[Data in this exercise Boundary: Start]
Issue #1750, opened 2020-06-27
[BUG] Failed to call Response.Write() in outbound


wudi:
**Describe the bug**

1. What are you trying to do?

Try to implement UDP transport

2. What did you expect to happen?

Exit the coroutine safely.

3. What happens instead?

Write failed

**Description**

The following code

https://github.com/micro/go-micro/blob/5967a68e7830f39672a415b78eb748f6cee1ea87/server/rpc_server.go#L149-L169

This defer func is not cover exceptions while the defer invoked faster than process of outbound and inbound.
Because of the psock in pool is closed when write data from coroutine of outbound.

```
Loop 1

Transport---Recv---pkg1---go inbound
                       ---go outbound----------T1---------Response.Write() // socket closed by loop2

Loop 2

Transport---Recv---Error---Close socket (not wait)
```

wudi:
Issues

1. Invoke defer func faster than execute two coroutines.  PR #1752
2. Not wait while occur error on Recv

wudi:
Here the code  to reproduce the issue 1

```go
package main

import (
        "fmt"
        "sync"
        "time"
)

func main() {
        foo()
}

func foo() {
        var wg sync.WaitGroup

        defer func() {
                fmt.Printf("defer: %s\n", time.Now().Format(time.StampMicro))
                wg.Wait()
        }()

        time.Sleep(5 * time.Millisecond)

        go func() {
                wg.Add(1)
                fmt.Printf("co1: %s\n", time.Now().Format(time.StampMicro))
                wg.Done()
        }()

        go func() {
                wg.Add(1)
                fmt.Printf("co2: %s\n", time.Now().Format(time.StampMicro))
                wg.Done()
        }()
}

```

`go build -o test main.go`


Try several times `./test`, u will see the defer invoked faster than other coroutines.

vtolstov:
Thanks! What about number 2?

wudi:
@vtolstov  tks for reply

Two coroutines to wait for, one is the serve http the other is process of outbound. Any close early will occur the same issue.
I've been chewing things over, how about always wait? 
Looks safety, even if the connection is broken, two coroutines always exit normally.

wudi:
All fix merged, tks guys

PR #1752, opened 2020-06-27
Fix invalid usage for sync.WaitGroup

wudi:
Issues: https://github.com/micro/go-micro/issues/1750


vtolstov:
@asim i think that this changes is right.

asim (approved):

vtolstov:
@asim as i see we have new test case, but it not update status

PR #1758, opened 2020-06-29
router/registry: add fallback if routes aren't found in the cache

ben-toogood:
This PR fixes the flakey tests in micro.

### DIFF
--- a/router/table.go
+++ b/router/table.go
@@ -19,8 +19,8 @@ var (
 // table is an in-memory routing table
 type table struct {
 	sync.RWMutex
-	// router which manages the table
-	router *router
+	// fetchRoutes for a service
+	fetchRoutes func(string) error
 	// routes stores service routes
 	routes map[string]map[uint64]Route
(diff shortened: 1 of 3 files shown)


router/table.go
```diff
@@ -19,15 +19,18 @@ var (
 // table is an in-memory routing table
 type table struct {
 	sync.RWMutex
+	// router which manages the table
+	router *router
```
domwong: Not a fan of this circular dependency. Any way we can break this ?

ben-toogood: I can either:
• Pass the fetchRoutes function as an argument when creating the table, it's still a kind of circular dependancy but less direct.
• Merge the table struct and the router struct. Right now there the table is "dumb" and has no knowledge of the registry or where any of its data comes from.

domwong: Let's pass in `fetchRoutes`. Thanks

domwong (approved):

PR #1759, opened 2020-06-29
MDNS registry fix for users on VPNs

domwong:
or other software (firewalls etc) that may block MDNS responses. 

In some cases, if a user was using a VPN, the MDNS server would try to respond to the query using the public IP address of the machine i.e. as assigned by their VPN. In most cases the VPN server would block the response which meant that the client never received the packets and thus MDNS registry would never work. This means running `micro server` would fail.

The proposed fix is to detect if the IP address that we are responding to is the local machine and, if so, attempt to also send our responses to `0.0.0.0` thus avoiding the VPN. This is done on a best efforts basis with no error checking. We detect the IP at start up using a simple ping to Google's DNS server (perhaps we should pick a different address since this may not be available in all locations - e.g. China).

### DIFF
--- a/util/mdns/server.go
+++ b/util/mdns/server.go
@@ -235,9 +235,9 @@ func (s *Server) handleQuery(query *dns.Msg, from net.Addr) error {
 		// 18.1: ID (Query Identifier)
 		// 0 for multicast response, query.Id for unicast response
 		id := uint16(0)
-		// if unicast {
-		id = query.Id
-		// }
+		if unicast {
+			id = query.Id
+		}
 
 		var answer []dns.RR
 		if unicast {
@@ -278,8 +278,8 @@ func (s *Server) handleQuery(query *dns.Msg, from net.Addr) error {
 			// caveats in the RFC), so set the Compress bit (part of the dns library
 			// API, not part of the DNS packet) to true.
 			Compress: true,
-
-			Answer: answer,
+			Question: query.Question,
+			Answer:   answer,
 		}
 	}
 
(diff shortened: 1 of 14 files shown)


sadwxqezc:
Google DNS is available in China

util/mdns/server.go
```diff
@@ -430,13 +432,23 @@ func (s *Server) sendResponse(resp *dns.Msg, from net.Addr) error {
...
+	_, err = conn.WriteToUDP(buf, addr)
+	// If the address we're responding to is this machine then we can also attempt sending on 0.0.0.0
+	// This covers the case where this machine is using a VPN and certain ports are blocked so the response never gets there
+	// Sending two responses is OK
+	if addr.IP.Equal(s.outboundIP) {
+		// ignore any errors, this is best efforts
+		conn.WriteToUDP(buf, &net.UDPAddr{IP: backupTarget, Port: addr.Port})
 	}
+	return err
+
```
sadwxqezc, line 466: I think it's better to make sending on `0.0.0.0` an option

util/mdns/server.go
```diff
@@ -474,3 +486,17 @@ func setCustomPort(port int) {
...
+	if err != nil {
+		// no net connectivity maybe so fallback
+		return nil
+	}
+	defer conn.Close()
+
+	localAddr := conn.LocalAddr().(*net.UDPAddr)
+
+	return localAddr.IP
+}
```
sadwxqezc, line 517: Better to make this an interface

domwong:
> Google DNS is available in China

Thanks for confirming. 

Have taken onboard your other suggestions. Thanks for the input!

crufter (approved):

PR #1761, opened 2020-06-30
selector: new selector interface with random & roundrobin implementation

ben-toogood:
This is the new selector which will be used in combination with the router. Once this has been merged, i'll be removing the client/selector and updating the clients to use go-micro/{selector,router}.


ben-toogood:
@domwong, I looked into using the ring buffer but it didn't work very well for this use-case and I foresee other cleanup once we start using the Record() method, so i've added a Close method to the interface.

crufter (approved):

selector/selector.go
```diff
@@ -0,0 +1,42 @@
...
+)
+
+// Selector selects a route from a pool
+type Selector interface {
+	// Init a selector with options
+	Init(...Option) error
+	// Options the selector is using
+	Options() Options
+	// Select a route from the pool using the strategy
+	Select(...*router.Route) (*router.Route, error)
```
domwong: Out of interest why is this variadic rather than a slice?

domwong: Apart from that, interface looks good

ben-toogood: No real reason. It might be worth changing this actually as we could add Select options in the future.

domwong: Yeah maybe change to slice then. I *think* most uses of this will be with an existing slice rather than cobbling together multiple items so it won't involve too many extra slice creations

selector/selector.go
```diff
@@ -0,0 +1,42 @@
...
+)
+
+// Selector selects a route from a pool
+type Selector interface {
+	// Init a selector with options
+	Init(...Option) error
+	// Options the selector is using
+	Options() Options
+	// Select a route from the pool using the strategy
+	Select([]*router.Route) (*router.Route, error)
```
asim, line 24: It is simpler to define a "Route" or "Node" here so that router is not imported?

ben-toogood: I'd rather define an interface which is satisfied by the router.Route, however I think this is a wider issuer which we need to look at outside this PR.

PR #1767, opened 2020-06-30
Deprecate client/selector

ben-toogood:
• client: remove Registry from options
• client/{rpc,grpc}: now uses the router to find routes
• client/{rpc,grpc}: now uses the selector to choose a route
• client/{rpc,grpc}: record call results in the selector
• api/handler: replace SelectOptions with a custom router. 
• client: update CallWrapper to use router.Route and not registry.Node
• util/http: Update roundtripper to use router and selector, not registry


ben-toogood:
Note: the client CallWrapper had to change, since the clients are now using routes and not nodes. This is a breaking change for anyone wrapping their clients manually. This is the reason behind one of the examples failing to build.

domwong (approved):
LGTM. Lots of changes so I'd anticipate some bugs but let's get it merged

PR #1779, opened 2020-07-02
Sparse checkout of repos, all repo downloads happen to different folders for concurrency support

crufter:
The compression methods should likely go somewhere else than the git package.

### DIFF
--- a/runtime/local/git/git.go
+++ b/runtime/local/git/git.go
@@ -1,157 +1,70 @@
 package git
 
 import (
+	"archive/tar"
+	"compress/gzip"
 	"errors"
 	"fmt"
+	"io"
+	"net/http"
 	"os"
 	"os/exec"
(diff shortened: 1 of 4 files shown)


runtime/local/git/git.go
```diff
@@ -1,157 +1,79 @@
...
-	}
-	cmd.Dir = fold
-	_, err = cmd.Output()
-	if err != nil {
-		return err
-	}
-	return err
-}
+	defer resp.Body.Close()
+	// Github returns 404 for tar.gz files...
```
domwong, line 47: wat

crufter: I can actualy remove this now as zip files are not throwing 404s....

asim:
+1 for sparse checkout

domwong (approved):

PR #1783, opened 2020-07-02
options: add router option

ben-toogood:
Enable router to be set pragmatically when initialising a service.


options.go
```diff
@@ -195,6 +195,15 @@ func Runtime(r runtime.Runtime) Option {
 	}
 }
 
+// Router sets the router
+func Router(r router.Router) Option {
+	return func(o *Options) {
+		o.Router = r
+		// Update client
+		o.Client.Init(client.Router(r))
```
domwong, line 203: Do we need to do nil checking here or is `o.Client` always non nil?

ben-toogood: It's always non-nil

domwong (approved):

PR #1788, opened 2020-07-02
 router/registry: fix rlock bug when registry errors

ben-toogood:


jakexks (approved):

router/table.go
```diff
@@ -256,27 +253,34 @@ func (t *table) Query(q ...QueryOption) ([]Route, error) {
 
 	if opts.Service != "*" {
 		// try and load services from the cache
-		if routes, ok := t.routes[opts.Service]; ok && len(routes) > 0 {
+		t.RLock()
+		routes, ok := t.routes[opts.Service]
+		t.RUnlock()
+		if ok && len(routes) > 0 {
 			return findRoutes(routes, opts.Address, opts.Gateway, opts.Network, opts.Router, opts.Strategy), nil
```
domwong: I think `findRoutes` needs to be done under a read lock since it reads from the map `routes` which might also be accessed from another thread

ben-toogood: Okay, i'll amend now 👍

domwong (approved):
Added a test to make sure it doesn't happen again

PR #1791, opened 2020-07-03
fix register bug

sadwxqezc:
There is a bug in mdns register, the copied `srv` is not used to register into globalDomain


domwong (approved):
🚀  thanks

PR #1800, opened 2020-07-06
auth: pass namespace options in auth service requests

ben-toogood:
Prerequisite for authorisation in micro/auth.


auth/service/proto/auth.proto
```diff
@@ -87,6 +92,7 @@ message TokenRequest {
 	string secret = 2;
 	string refresh_token = 3;
 	int64 token_expiry = 4;
+	Options options = 8;
```
domwong: 8?

ben-toogood: Typo - I'll amend

domwong (approved):

crufter (approved):

PR #1801, opened 2020-07-07
Fix invalid register check err in log

wudi:
should log the variable `rerr` for register check rather than `err`


vtolstov (approved):

vtolstov:
@asim its trivial change and safe for merge

PR #1803, opened 2020-07-07
config/cmd: custom certificate authorities & secure registry

ben-toogood:


config/cmd/cmd.go
```diff
@@ -650,6 +675,18 @@ func (c *cmd) Before(ctx *cli.Context) error {
 
 	// Setup registry options
 	registryOpts := []registry.Option{registrySrv.WithClient(microClient)}
+
+	// Parse registry TLS certs
+	if ctx.Bool("registry_secure") {
+		cert, err := tls.LoadX509KeyPair("/certs/registry/cert.pem", "/certs/registry/key.pem")
```
domwong, line 681: In a future version I wonder whether we want this configurable too.

domwong (approved):

config/cmd/cmd.go
```diff
@@ -110,6 +113,11 @@ var (
 	DefaultCmd = newCmd()
 
 	DefaultFlags = []cli.Flag{
+		&cli.StringFlag{
+			Name:    "certificate_authorities",
+			EnvVars: []string{"MICRO_CERTIFICATE_AUTHORITIES"},
```
asim, line 118: MICRO_CLIENT_CA or MICRO_AUTH_CA might be better

config/cmd/cmd.go
asim: I think these should probably be configurable or loaded from a relative path.

config/cmd/cmd.go
ben-toogood: I know what you're saying however since the CA isn't just being used by the client, I think it's misleading. I'll merge as-is but we should come back and review all the changes once mTLS is done. I just didn't want to end up merging it as one huge PR akin to client-router.

asim: No one wants to set a value called MICRO_CERTIFICATE_AUTHORITIES for one thing, too long, another thing easy to misspell. From a complete usability standpoint its unusable so we should change it now to at the very least be MICRO_CA

asim: considering its probably used as either the RootCA or ClientCA field in tls certs then either MICRO_ROOT_CA or MICRO_CLIENT_CA might actually be more appropriate, they also use the CA acronym.

PR #43, opened 2015-06-26
Params set to undef are being included in the redis.conf file as a literal 'undef'

dmcnicks:
When parameters are explicitly set to `undef`, the if statements in the `redis.conf.erb` template file evaluates them as true, which means that those parameters are inserted as a literal `undef`. For example:

    syslog-facility undef

I have updated the if statements that test variables that are set to undef by default to use `defined?`, which properly returns 'false' when the parameter being tested is set to `undef`. For example:

    <% if defined? @syslog_facility %>syslog-facility <%= @syslog_facility %><%     else %># syslog-facility local0<% end %>

I found this issue running puppet agent on a Debian Jessie vagrant box. I have not tested my fork on any other operating systems or versions. I have also updated the relevant if statements in `redis-sentinel.conf.erb` but I have not installed sentinel myself.

### DIFF
--- a/templates/redis-sentinel.conf.erb
+++ b/templates/redis-sentinel.conf.erb
@@ -7,10 +7,10 @@ sentinel monitor <%= @master_name %> <%= @redis_host %> <%= @redis_port %> <%= @
 sentinel down-after-milliseconds <%= @master_name %> <%= @down_after %>
 sentinel parallel-syncs <%= @master_name %> <%= @parallel_sync %>
 sentinel failover-timeout <%= @master_name %> <%= @failover_timeout %>
-<% if @auth_pass -%>
+<% if defined? @auth_pass -%>
 sentinel auth-pass <%= @master_name %> <%= @auth_pass %>
 <% end -%>
-<% if @notification_script -%>
+<% if defined? @notification_script -%>
 sentinel notification-script <%= @master_name %> <%= @notification_script %>
 <% end -%>
 
--- a/templates/redis.conf.erb
+++ b/templates/redis.conf.erb
@@ -60,7 +60,7 @@ logfile <%= @log_file %>
 # syslog-ident redis
 
 # Specify the syslog facility.  Must be USER or between LOCAL0-LOCAL7.
-<% if @syslog_facility %>syslog-facility <%= @syslog_facility %><% else %># syslog-facility local0<% end %>
+<% if defined? @syslog_facility %>syslog-facility <%= @syslog_facility %><% else %># syslog-facility local0<% end %>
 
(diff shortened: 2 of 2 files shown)


eoly:
@dmcnicks can you provide the version of puppet you are running?

According to https://docs.puppetlabs.com/guides/templating.html#testing-for-undefined-variables the instance variable should have a value of nil if it is explicitly set to undef. Therefore,

    <% if @syslog_facility %>

should resolve to nil when explicitly set to undef. This is the case when I test on version 3.8.1 of puppet.

dmcnicks:
> According to https://docs.puppetlabs.com/guides/templating.html#testing-for-undefined-variables the instance variable should have a value of nil if it is explicitly set to undef. Therefore,
> 
> <% if @syslog_facility %>
> 
> should resolve to nil when explicitly set to undef.

> This is the case when I test on version 3.8.1 of puppet.

I am using version 3.7.2 on Debian Jessie installed using the Puppetlabs apt package.

Just checking again. If I revert to release 1.1.0 in my Puppetfile and run the puppet agent I get this in the output:

Error: /Stage[main]/Redis::Service/Service[redis-server]: Failed to call refresh: Could not restart Service[redis-server]: Execution of '/usr/sbin/service redis-server restart' returned 1: Job for redis-server.service failed. See 'systemctl status redis-server.service' and 'journalctl -xn' for details.
Error: /Stage[main]/Redis::Service/Service[redis-server]: Could not restart Service[redis-server]: Execution of '/usr/sbin/service redis-server restart' returned 1: Job for redis-server.service failed. See 'systemctl status redis-server.service' and 'journalctl -xn' for details.
Wrapped exception:
Execution of '/usr/sbin/service redis-server restart' returned 1: Job for redis-server.service failed. See 'systemctl status redis-server.service' and 'journalctl -xn' for details.

And in the redis.conf file:

root@rails:~# grep undef /etc/redis/redis.conf 
syslog-facility undef
slaveof undef
masterauth undef
maxmemory-policy undef
maxmemory-samples undef
include undef
root@rails:~#

If I jump forward to add my changes again and rerun the agent it completes successfully, starts redis and in the redis.conf file:

root@rails:~# grep undef /etc/redis/redis.conf 
root@rails:~#

David

eoly:
If you are running 1.1.0 there was a bug that has since been fixed. 

See ef0fadfe99cc88a508a0fe8054975fa3d9f8745f for a fix.

Can you trying pulling down the latest version of the module from github and test?

arioch:
This has been open quite a while now.
Feel free to reopen this ticket of create a new one if @eoly's (thanks again btw!) patch doesn't solve this exact problem.

PR #46, opened 2015-08-04
Save db to disk

adrian-balcan-ygt:
I added save_db_to_disk parameter.


arioch:
Thanks for your contrib!
I've added a unit test for this parameter: fcf53708b26b66c5d4465112afe66d8e9558d6bd.

PR #48, opened 2015-08-18
Bump puppetlabs-stdlib version spec

### LINKED ISSUE #47: Unable to bring in as a dependency
I've tried adding this to my Modulefile, also tried calling it in my Puppetfile but librarian-puppet always returns "Cannot resolve the dependencies". Is there a problem with this module on the forge?

gblair:
Fixes #47


arioch:
Excellent, thanks for catching this.

PR #50, opened 2015-08-21
add support for hz option

nerzhul:
Redis support hz option to improve performance of the background tasks.


arioch:
Looks good, thanks!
[Data in this exercise Boundary: End]
How to complete this task: Search the entries above for the string "tested". Copy each line in which it appears.

Solution to the problem:
I have updated the if statements that test variables that are set to undef by default to use `defined?`, which properly returns 'false' when the parameter being tested is set to `undef`. For example:
I found this issue running puppet agent on a Debian Jessie vagrant box. I have not tested my fork on any other operating systems or versions. I have also updated the relevant if statements in `redis-sentinel.conf.erb` but I have not installed sentinel myself.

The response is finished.